PR #436, opened 2020-06-03
add job_instance_id to scheduled job instance, for one job may has ma…

drunkpig:
this feature is useful when create project like django-apscheduler。
django-apscheduler has  serious problems when update job instance status, because django-apschedule don't konw which job instance status to update when there are more than one job instance running simultaneously.

### DIFF
--- a/apscheduler/events.py
+++ b/apscheduler/events.py
@@ -5,7 +5,6 @@ __all__ = ('EVENT_SCHEDULER_STARTED', 'EVENT_SCHEDULER_SHUTDOWN', 'EVENT_SCHEDUL
            'EVENT_JOB_ERROR', 'EVENT_JOB_MISSED', 'EVENT_JOB_SUBMITTED', 'EVENT_JOB_MAX_INSTANCES',
            'SchedulerEvent', 'JobEvent', 'JobExecutionEvent', 'JobSubmissionEvent')
 
-
 EVENT_SCHEDULER_STARTED = EVENT_SCHEDULER_START = 2 ** 0
 EVENT_SCHEDULER_SHUTDOWN = 2 ** 1
 EVENT_SCHEDULER_PAUSED = 2 ** 2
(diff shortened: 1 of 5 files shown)


agronholm:
Explain to me what a "job instance" is and how it differs from a "job".

drunkpig:
> Explain to me what a "job instance" is and how it differs from a "job".

```python

def class Job:
    def __init__(self, id,  name):
           pass


def class Jobinstance(Job):
    def __init__(self, id, name):
         super(id, name)
         self.instance_id = str(uuid.uuid4())

```

Job:  define the template of a task, But it not work until it is scheduled to run.

Jobinstance: A job can run in 3 times at the same time, we say it has 3 instance. Consider the parameter `max_instance`

One word: Job is a Class in OOP, Jobinstance is a class instance in OOP

agronholm:
This concept of a "job instance" seems alien to APScheduler. Why is there a secondary ID being created? For the record, I'm not going to accept this PR unless you can make a very strong case for it.

drunkpig:
> This concept of a "job instance" seems alien to APScheduler. Why is there a secondary ID being created? For the record, I'm not going to accept this PR unless you can make a very strong case for it.

let me show my code: https://github.com/drunkpig/django-apscheduler-ng

agronholm:
So am I correct in understanding that when a job gets queued on an executor, a new "job instance" is created?

drunkpig:
> So am I correct in understanding that when a job gets queued on an executor, a new "job instance" is created?

you're right!

drunkpig:
another strange problem is the event arriving to listener in a random order:  success event will arrive later than submission. this happen in the scenaro job has a very very shot exec time, success event will be send immediately, but other event a cached in a list.

so django-apscheduler update records in db in a mass. this is a very serious problem  cause that project in a failure.

I also suggest add timestamp in Event class. so the database record will have a precise tiem record about jobs.

agronholm:
> another strange problem is the event arriving to listener in a random order: success event will arrive later than submission. 

I don't see how this could work any other way. A job has to be submitted to an executor before its execution can succeed.

agronholm:
> I also suggest add timestamp in Event class. so the database record will have a precise tiem record about jobs.

The feature proposed in this PR is something that is already coming in APScheduler v4.0 (clean separation between task definitions, schedules and queued jobs), and I will not adding any new features to the 3.x branch. I will make sure the events are timestamped, though I have not yet decided if APScheduler should continue to provide its own event publishing system.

·····

- [TASK TO CARRY OUT] Only the count is wanted. Count the lines of the data above that include the string "random".

- [RESPONSE TO THE TASK] 2